I now work as clinical lead for the digital health company, NuvoAir. It was a hard decision for me to move outside of the NHS but it felt like a meaningful next step to apply my clinical leadership to help a digital product that I believe in. My experiences, both as a digital change agent in the NHS and now working for a digital health small-/medium-sized enterprise, have convinced me that successful technology adoption requires more than the provision of the digital tool or technology solution. It also needs people: people willing and able to help redesign clinical pathways, support digital literacy and to develop onboarding and evaluation plans.
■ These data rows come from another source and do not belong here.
PR #328, opened 2017-06-20
[8.0] add module mis_builder_budget

luc-demeyer:
Backport (plus simplification) of the mis_builder_budget work done in https://github.com/OCA/account-financial-reporting/pull/275.


sbidoul:
Luc could you preserve the commit history from the 10.0 branch?

The technique explained here https://github.com/OCA/maintainer-tools/wiki/Migration-to-version-10.0#technical-method-to-migrate-a-module-from-90-to-100-branch also works for backports.

Then add your backport and simplification commits on top of that.

Thanks!

luc-demeyer:
@sbidoul 
Stephane,
no problem to add the commit history from the 10.0 branch but the instructions on how to do it for 9.0 to 10.0 are like Chinese to me. I am not a git expert and unable to adapt these instructions so that I get the 10.0 commit history into this 8.0 PR.
If you can give me LITERALLY the set of commands to execute, than I'll try to do it, otherwise I prefer to keep this PR as is (your 10 PR is referred hence there is a link to find the 10.0 commit history).

sbidoul:
This PR results in a module that is quite different from the 9.0/10.0 version, therefore I'm not comfortable with merging this because it will be hard to maintain and migrate. 

In https://github.com/OCA/mis-builder/issues/13 I describe what I think is the simplest procedure to backport newest mis_builder features to 8.0, and then make it easy to maintain it across many Odoo series.

luc-demeyer:
@sbidoul 
I agree that it's better to have a backport aligned to the 10.0 functionality.
But than it comes to resources to do this backport while most of us are currently working on 10.0 stuff and soon we'll start on the 11.0 version.
I propose to publish the 8.0 mis_builder_budget module outside the OCA branches so that the functionality is available for the odoo community and remove it from our 8.0 apps branch as soon as we have a proper OCA 8.0 backport.

sbidoul:
@luc-demeyer I understand the ressource issue, of course. if you want to publish it on apps, could you do it with another name than mis_builder_budget to avoid confusion, and perhaps add a note in it's description to explain it's relationship to mis_builder_budget? Thanks!

luc-demeyer:
I prefer to keep the name since I have it running currently on 10+ databases and it will be easier to upgrade those to the OCA backport as soon as we have found funding/resourcing for it. 
I'll add this into the roadmap section the future alignment to the OCA mis_builder_budget (and remove the 'maintained by OCA' section.

sbidoul:
I think that will create a log of confusion, and migration issues for these users.

luc-demeyer:
By keeping the name we just avoid migration issues.
I also don't want to maintain our own 'quick.' backport and hence we'll write a script in the migrations folder of the oca mis_builder_budget 8.0 backport to facilitate the migration. 
Having another module name makes it a lot more difficult.

PR #1161, opened 2024-05-07
[16.0][FIX]  partner_statement: can not print xlsx reports (forward port)

MiquelRForgeFlow:
Forward port of https://github.com/OCA/account-financial-reporting/pull/1158.

### DIFF
--- a/partner_statement/wizard/activity_statement_wizard.py
+++ b/partner_statement/wizard/activity_statement_wizard.py
@@ -47,13 +47,14 @@ class ActivityStatementWizard(models.TransientModel):
             report_name = "p_s.report_activity_statement_xlsx"
         else:
             report_name = "partner_statement.activity_statement"
+        partners = self.env["res.partner"].browse(self._context["active_ids"])
         return (
             self.env["ir.actions.report"]
             .search(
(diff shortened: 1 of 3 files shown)


AaronHForgeFlow (approved):

AaronHForgeFlow:
/ocabot merge patch

Thank you

partner_statement/wizard/activity_statement_wizard.py
```diff
@@ -47,13 +47,14 @@ def _print_report(self, report_type):
             report_name = "p_s.report_activity_statement_xlsx"
         else:
             report_name = "partner_statement.activity_statement"
+        partners = self.env["res.partner"].browse(self._context["active_ids"])
```
rousseldenis, line 50: @MiquelRForgeFlow Don't forget that _context is deprecated :smiley: 

https://github.com/odoo/odoo/blob/14.0/odoo/models.py#L5030

MiquelRForgeFlow: Well, when these backward-compatibility things get removed, then the code will be adapted haha

PR #1163, opened 2024-05-07
[16.0][ADD] partner_statement, add report current statement

ChrisOForgeFlow:
@ForgeFlow

cc @JordiBForgeFlow


partner_statement/report/current_statement_xlsx.py
```diff
@@ -0,0 +1,284 @@
+# Author: Christopher Ormaza
+# Copyright 2021 ForgeFlow S.L.
+# License AGPL-3.0 or later (http://www.gnu.org/licenses/agpl.html).
+
+from odoo import _, fields, models
+
+from odoo.addons.report_xlsx_helper.report.report_xlsx_format import FORMATS
+
+
+class OutstandingStatementXslx(models.AbstractModel):
```
MiquelRForgeFlow, line 10:
```suggestion
class OutstandingStatementXslx(models.AbstractModel):
```
...

partner_statement/wizard/current_statement_wizard.py
```diff
@@ -0,0 +1,29 @@
+from odoo import models
+
+
+class CurrentStatementWizard(models.TransientModel):
+    """Outstanding Statement wizard."""
```
MiquelRForgeFlow, line 5: ...

partner_statement/wizard/current_statement_wizard.py
```diff
@@ -0,0 +1,29 @@
...
+            report_name = "p_s.report_current_statement_xlsx"
+        else:
+            report_name = "partner_statement.current_statement"
+        return (
+            self.env["ir.actions.report"]
+            .search(
+                [("report_name", "=", report_name), ("report_type", "=", report_type)],
+                limit=1,
+            )
+            .report_action(self, data=data)
```
MiquelRForgeFlow, line 24: apply https://github.com/OCA/account-financial-reporting/commit/942a5f911f25b5b68f862cc9ce5a2c13f716ea4a here too

partner_statement/report/current_statement.py
```diff
@@ -0,0 +1,160 @@
...
+
+
+class CurrentStatement(models.AbstractModel):
+    """Model of Current Statement"""
+
+    _inherit = "statement.common"
+    _name = "report.partner_statement.current_statement"
+    _description = "Partner Current Statement"
+
+    def _display_lines_sql_q1(self, partners, date_end, account_type):
```
MiquelRForgeFlow, line 14:
```suggestion
    def _display_current_lines_sql_q1(self, partners, date_end, account_type):
```
same for the other methods

partner_statement/report/current_statement.py
```diff
@@ -0,0 +1,160 @@
...
+            CASE WHEN (l.currency_id is not null AND l.amount_currency > 0.0)
+                THEN avg(l.amount_currency)
+                ELSE avg(l.debit)
+            END as debit,
+            CASE WHEN (l.currency_id is not null AND l.amount_currency < 0.0)
+                THEN avg(l.amount_currency * (-1))
+                ELSE avg(l.credit)
+            END as credit,
+            CASE WHEN l.balance > 0.0
+                THEN round(l.balance - sum(coalesce(pd.amount, 0.0)),2)
```
MiquelRForgeFlow, line 34: why apply round? if you have a good reason, then apply it to other reports too, but my opinion is not to apply it in the queries, as maybe you have a different rounding instead of 2. I think it should be applied somewhere in the python part of the code.

partner_statement/report/__init__.py
```diff
@@ -5,3 +5,5 @@
 from . import activity_statement_xlsx
 from . import detailed_activity_statement_xlsx
 from . import outstanting_statement_xlsx
+from . import current_statement
+from . import current_statement_xlsx
```
MiquelRForgeFlow, line 9: Is there too much difference between current_statement and outstanding_statement? If not, perhaps it's better to make current_statement be an inherit of outstanding_statement, the same way detailed_activity_statement inherits activity_statement. Surely it would reduce code.


Or maybe it should just get merged into the outstanding_statement by adding an extra boolean parameter.

MiquelRForgeFlow (commented):
Needs update of partner_statement/security/ir.model.access.csv and also add views

Issue #1103, opened 2024-01-29
[15.0][partner_statement]Ending Balance mismatch in 'Detailed activity statement' and 'Activity statement'


imohamed-rizwan:
I tried to print both detailed and normal activity statement for a vendor , but both reports ending balance is different.
Hereby am providing the screenshot for both the reports.
**Detailed report**
![detailed_activity](https://github.com/OCA/account-financial-reporting/assets/78721564/567851f2-44c7-4314-8a2b-bb5ca7defe92)

**Normal one**
![normal_activity](https://github.com/OCA/account-financial-reporting/assets/78721564/c6d50066-15c5-4cce-9095-500c0e13bb12)

It is correct for Detailed Activity Statement and showing wrong for normal ones.

**aging shows correct amount**

![aging](https://github.com/OCA/account-financial-reporting/assets/78721564/a8a3ea80-fc01-44ae-95bb-1ebbfa57036a)

imohamed-rizwan:
Created a PR reference to this
https://github.com/OCA/account-financial-reporting/pull/1104

PR #1104, opened 2024-01-29
[15.0][FIX] partner_statement Activity Statement End Balance mismatch

imohamed-rizwan:
Activity statement shows different End Balance amount comparing with Detailed Activity Statement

A new identity as a clinical leader in digital health
Years ago, I worried about protecting my identity as a clinician. But today, I feel hugely valued and excited by the diverse way I am able to use my clinical knowledge and experience to help people with long-term conditions and continue to be inspired by the teams and clinicians I meet along the way. I support clinical teams across the globe to adopt and successfully implement a solution that remotely monitors lung function and helps to predict the healthcare needs of people with long-term respiratory conditions. I also get to share feedback with the team directly from patients and clinicians to help develop the technology, continuing to connect with my purpose of understanding the experience of others and improving the lives of people with long-term conditions.